Data locality is a key part of writing fast data science code.
The core idea is simple: your data starts out in RAM (or disk), and to actually do anything useful with it, you need to move it to the CPU. This is actually pretty slow, so you want to minimize this transfer.
Say you have pairs of heights and weights, and you want to get the sum of all the weights. Let's start by generating 40 million pairs:
num_rows = 40000000
struct HeightAndWeight
height::Int
weight::Int
end
heights_and_weights = [HeightAndWeight(row[1], row[2]) for row in eachrow(rand(50:150, num_rows, 2))];
This gives us an array of HeightAndWeight
s like so:
40000000-element Array{HeightAndWeight,1}:
HeightAndWeight(138, 84)
HeightAndWeight(140, 136)
HeightAndWeight(87, 137)
HeightAndWeight(109, 143)
One approach is to iterate through each row and add the weight to a counter.
function my_sum(data)
sum_weights = 0
for row in data
sum_weights += row.weight
end
return sum_weights
end
Benchmarking this, it takes about 52 ms
using BenchmarkTools
@btime(my_sum(heights_and_weights))
> 52.535 ms (1 allocation: 16 bytes)
What if our heights and weights were separate, and we just pass the weights?
just_heights = [row.height for row in heights_and_weights]
just_weights = [row.weight for row in heights_and_weights]
@btime(my_sum2(just_weights))
> 23.495 ms (1 allocation: 16 bytes)
This is about twice as fast, modulo noise! Despite the fact that we're doing exactly the same number of additions, we're transferring half the data, which takes the majority of the time.
When we have an array of HeightAndWeight
structs, it's very difficult to avoid passing in extra data. If the struct had even more fields, it would be even slower, despite the fact that we're adding up the same number of weights. This is a common situation with object-oriented programming or row-oriented tables.
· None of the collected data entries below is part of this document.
PR #245, opened 2019-11-06
Fix the deployment when execution is done without reg code

arbulu89:
This PR aims to fix:

1. Issue with monitoring server deployment in Azure. Provide customizable image
2. Fix deployment when registration code is not provided. Important things:
 - Registration of iscsi server is managed now in salt
 - Registration is done only if code is provided. Otherwise salt installation will be tried from current repositories.

Pending to be tested properly!

### DIFF
--- a/azure/image.tf
+++ b/azure/image.tf
@@ -54,6 +54,26 @@ variable "iscsi_srv_uri" {
   default = ""
 }
 
+variable "monitoring_public_publisher" {
+  type    = string
+  default = "SUSE"
+}
+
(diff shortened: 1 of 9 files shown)


arbulu89:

The pattern of creating a collection of many HeightAndWeight
objects is known as Array-of-Structs, while the pattern of having several arrays is known as Struct-of-Arrays (https://en.wikipedia.org/wiki/AoS_and_SoA .) Array-of-Structs is typically slower because of the increased data transfer, and the difference is most prominent in areas of your code where you're iterating over large collections of wide objects with many fields. Consider refactoring those to Struct-of-Arrays.
Note that this isn't an unconditional efficiency win. If you frequently do things with these objects that use both the height and the width from a large random selection of objects (or all the objects in a random order), you will get better memory locality from the array of structs than from the struct of arrays. I don't know how common that situation is. I suspect there are situations where actually you want a struct of arrays of structs; e.g., when you use the coordinates of an object you probably use them all at once, but often you use the coordinates without using the hitpoint-count (in a game) or the population (in a GIS) or whatever.
Very cool, thanks for writing this up. Hard-to-predict access in loops is an interesting case, and it makes sense that AoS would beat SoA there.
Yeah, SIMD is a significant point I forgot to mention.
It's a fair amount of work to switch between SoA and AoS in most cases, which makes benchmarking hard!
StructArrays.jl
makes this pretty doable in Julia, and Jonathan Blow talks about making it simple to switch between SoA and AoS in his programming language Jai. I would definitely like to see more languages making it easy to just try one and benchmark the results.